I have a large CSV file (greater than 6GB). Preview of the file is given below:
ID,NUM,MMSRATE,SMSRATE,DATARATE
1,0100000109,623,233,331
2,0200000109,515,413,314
3,0600000109,611,266,662
4,0700000109,729,490,927
5,0800000109,843,637,736
6,0600000109,578,367,875
I want to find the difference of MMSRATE AND SMSRATE and store it in a new column PDRATE in the same csv file. Preview is as given below:
ID,NUM,MMSRATE,SMSRATE,DATARATE,PDRATE
1,0100000109,623,233,333,390
2,0200000109,515,413,314,102
I have about 1 million rows. I want to read the rows in chunks of (say 20000), perform the difference operation, then write it into a output CSV file, then read the next 20000 rows, perform operations on that and write it into the output CSV file and so on.
I wrote a code for reading the rows in chunks (of 2 for the case of simplicity), but I am not able to perform the difference of the 2 columns within my script. The code is given below:
chunk_size <- 2
con <- file("input.csv", open = "r")
data_frame <- read.csv(con,nrows = chunk_size,quote="",header = TRUE,)
header <- names(data_frame)
print(header)
print(data_frame)
if(nrow(data_frame) == chunk_size) {
repeat {
data_frame <- read.csv(con,nrows = chunk_size, header = FALSE, quote="")

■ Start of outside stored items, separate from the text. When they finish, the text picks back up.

PR #2656, opened 2025-09-04
Ensure we always start an Activity even when OTelBridge disabled

### LINKED ISSUE #2654: [BUG] Transaction `Activity` not created when OTel bridge is disabled.
Transaction `Activity` is not created on `NET` targets after #2455, when OTel bridge is disabled.

See https://github.com/elastic/apm-agent-dotnet/pull/2455#pullrequestreview-3176065835

stevejgordon:
The comments and previous implementation always started an activity for the transaction, even when the bridge is disabled. This enures we fix the regression in the behaviour.

This also ensures we only stop the Activity is we started it, which logically feels correct.

Fixes #2654


JeremyBessonElastic (approved):
LGTM

Issue #2301, opened 2024-02-23
Support for auto-instrumentation of Confluent Kafka .NET Client 2.x


stevejgordon:
The profiler-based instrumentation is currently enabled for v1.4.0 and newer, but only in the 1.x major version. We need to review the API for breaking changes and evaluate support for v2.x clients.

djosemartine:
Hi @stevejgordon, I wonder if there is any plan to support this shortly.

PR #2677, opened 2025-10-06
Support for auto-instrumentation of Confluent Kafka .NET Client 2.x

JeremyBessonElastic:
See title

#issue: https://github.com/elastic/apm-agent-dotnet/issues/2301


JeremyBessonElastic:
Documentation added

docs/reference/supported-technologies.md
```diff
@@ -93,6 +93,7 @@ We support automatic instrumentation for the following messaging systems
 | Azure.Messaging.ServiceBus 7.0.0+ |
 | Azure Queue Storage {applies_to}`apm_agent_dotnet: ga 1.10` | Azure.Storage.Queues 12.6.0+ | [NuGet package](/reference/setup-azure-storage.md) |
 | Kafka {applies_to}`apm_agent_dotnet: ga 1.12` | See profiler documentation | [Profiler auto instrumentation](/reference/setup-auto-instrumentation.md) |
+| Kafka {applies_to}`apm_agent_dotnet: ga v1.34.2` | Confluent.Kafka 2.11.1 | [NuGet package](/reference/setup-kafka.md) |
```
stevejgordon, line 96: We need to think about the ga version for this as technically, this NuGet approach doesn't depend on the most recent version of the APM agent. We might want to map this to the nearest release after they introduced that observability package?

stevejgordon (changes requested):
I think we still need to update the version info for Kafka in `setup-auto-instrumentation.md` as well as we now support 2.x there.

PR #2679, opened 2025-10-06
Add `netstandard2.1` target and update `DiagnosticSource` dependency

### LINKED ISSUE #2445: Update dependency of `System.Diagnostics.DiagnosticSource` to at least 6.0.0
We have encountered binding redirect issues on .NET Framework when using things like `Span<T>` in the library. We currently use 5.0.0, which is deprecated, and we should look to depend on a more recent version, which may unlock some of the binding redirect issues that would enable span use on .NET Framework paths, such as cookie redaction.

### LINKED ISSUE #2657: Ensure `NET8_0_OR_GREATER` features work on legacy runtimes (where possible)
We currently do not ship a `netstandard2.1` package for `Elastic.Apm`. This leads to issues where some features, such as OpenTelemetryBridge, which are behind a `NET8_0_OR_GREATER` pragama become unavailable on older runtimes when the library is updated. While those runtimes are out of support, we need to do our best not to break existing consumers who may choose to update the `Elastic.Apm` package to get bugs fixes.

I propose we introduce the `netstandard2.1` target which older runtimes (e.g. .NET 6) will resolve. When possible code compiled behind `#if NET_8_OR_GREATER` so be switched to `#if NET8_0_OR_GREATER || NETSTANDARD2_1`.

stevejgordon:
Fixes #2657
Fixes #2445

This adds a `netstandard2.1` target so that features such as OTel bridge are available on older runtimes, even though those are out of support. This prevents an update of our package, without a runtime update, breaking/removing features. Features may still not be 100% compatible with older unsupported runtimes, but should work in general.

As part of this, I updated the minimum dependency for `System.Diagnostics.DiagnosticSource` which is no generally 8.0.0. We still ship a version of `Elastic.Apm` and loader for the Startup hooks zip file which are built against 6.0.0. These support older unsupported runtimes although with no official testing.

Compiler pre-processor directives now prefer `NET` over a specific .NET version. We also add `NETSTANDARD2_1` so that features continue to work on older runtimes without a specific .NET target, i.e. 6 and 7.


stevejgordon:
I updated to the .NET 9 SDK and that I suspect is triggering the new formatting warnings, but I'm not entirely sure why. Will work on resolving those.

src/Elastic.Apm/OpenTelemetry/ElasticActivityListener.cs
```diff
@@ -135,21 +133,23 @@ private bool CreateTransactionForActivity(Activity activity, long timestamp, Lis
...
 					timestamp, true, activity.SpanId.ToString(),
-					distributedTracingData: dt, links: spanLinks, current: activity);
+					distributedTracingData: dt, links: spanLinks.Count > 0 ? spanLinks : null, current: activity);
 			}
 			else if (activity.ParentId == null)
 			{
 				transaction = _tracer.StartTransactionInternal(activity.DisplayName, "unknown",
 					timestamp, true, activity.SpanId.ToString(),
-					activity.TraceId.ToString(), links: spanLinks, current: activity);
+					activity.TraceId.ToString(), links: spanLinks.Count > 0 ? spanLinks : null, current: activity);
```
JeremyBessonElastic, line 142: It was intentional to change the code here?

src/Elastic.Apm/OpenTelemetry/ElasticActivityListener.cs
```diff
@@ -135,21 +133,23 @@ private bool CreateTransactionForActivity(Activity activity, long timestamp, Lis
...
 
-			if (transaction == null) return false;
+			if (transaction == null)
+				return false;
 
 			transaction.Otel = new OTel { SpanKind = activity.Kind.ToString() };
 
 			if (activity.Id != null)
-				_activeTransactions.AddOrUpdate(activity, transaction);
+				_activeTransactions.Add(activity, transaction);
```
JeremyBessonElastic, line 151: It was intentional to change the code here?

src/Elastic.Apm/OpenTelemetry/ElasticActivityListener.cs
```diff
@@ -159,15 +159,16 @@ private void CreateSpanForActivity(Activity activity, long timestamp, List<SpanL
 			if (_tracer.CurrentSpan == null)
 			{
 				newSpan = (_tracer.CurrentTransaction as Transaction)?.StartSpanInternal(activity.DisplayName, "unknown",
-					timestamp: timestamp, id: activity.SpanId.ToString(), links: spanLinks, current: activity);
+					timestamp: timestamp, id: activity.SpanId.ToString(), links: spanLinks.Count > 0 ? spanLinks : null, current: activity);
```
JeremyBessonElastic, line 162: It was intentional to change the code here?

src/Elastic.Apm/OpenTelemetry/ElasticActivityListener.cs
```diff
@@ -178,7 +179,7 @@ private void CreateSpanForActivity(Activity activity, long timestamp, List<SpanL
 			}
 
 			if (activity.Id != null)
-				_activeSpans.AddOrUpdate(activity, newSpan);
+				_activeSpans.Add(activity, newSpan);
```
JeremyBessonElastic, line 182: It was intentional to change the code here?

src/Elastic.Apm/OpenTelemetry/ElasticActivityListener.cs
stevejgordon: Good spot! In this case, yes, it's not related to the main issues but I noticed while tested we serialise an emtpy array which is unneccessary when span links (not frequently used) are not set.

src/Elastic.Apm/OpenTelemetry/ElasticActivityListener.cs
```diff
@@ -159,15 +159,16 @@ private void CreateSpanForActivity(Activity activity, long timestamp, List<SpanL
...
 			{
 				newSpan = (_tracer.CurrentTransaction as Transaction)?.StartSpanInternal(activity.DisplayName, "unknown",
-					timestamp: timestamp, id: activity.SpanId.ToString(), links: spanLinks, current: activity);
+					timestamp: timestamp, id: activity.SpanId.ToString(), links: spanLinks.Count > 0 ? spanLinks : null, current: activity);
 			}
 			else
 			{
 				newSpan = (_tracer.CurrentSpan as Span)?.StartSpanInternal(activity.DisplayName, "unknown",
-					timestamp: timestamp, id: activity.SpanId.ToString(), links: spanLinks, current: activity);
+					timestamp: timestamp, id: activity.SpanId.ToString(), links: spanLinks.Count > 0 ? spanLinks : null, current: activity);
```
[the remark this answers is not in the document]
stevejgordon: Good spot! In this case, yes, it's not related to the main issues but I noticed while tested we serialise an emtpy array which is unneccessary when span links (not frequently used) are not set.

stevejgordon:
Working on the test failures. The IIS ones suggest we might still have to ship an older DiagnosticsSource build too, although I need to investigate why exactly based on our packaging process.

PR #2712, opened 2026-03-02
Add *.ttf to default ignore list

wast:


stevejgordon (commented):
Looks good, thanks. We should probably cover otf too. Would you mind adding that here. If not I can make it a follow up.

Apologies for the long delay on getting to this!

stevejgordon (dismissed):

stevejgordon (approved):

trentm (approved):

PR #2752, opened 2026-05-21
Include targets for net472 in the profiler zip

### LINKED ISSUE #2530: [BUG] Profiler auto-instrumentation on .NET Framework 4.7.2+ doesn't honour the `VerifyServerCert` configuration
Our agent targets different versions of .NET, and specific code paths apply to each target for certain functionality. One of these is the handling for `ELASTIC_APM_VERIFY_SERVER_CERT`, which behaves differently on older .NET Framework versions (< 4.6.2) due to limitations there. 

Our profiler zip asset only ships the base `net462` libraries. Therefore, when using auto-instrumentation with the profiler, some features, including the verify server certificate configuration option, are not applied, even when the instrumented application runs on .NET 4.7.2 or newer.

names(data_frame)<-c(header)
print(header)
print(data_frame)
if(nrow(data_frame) < chunk_size) {
break
}
}
}
close(con)
I'm fairly new to Rscript. I'm running R Studio IDE in Windows.
NOTE: The leading zero in NUM column should be retained in the output CSV FILE. Please note that it is a requirement that I work on CHUNKS of rows from the CSV and not on the CSV file as a whole.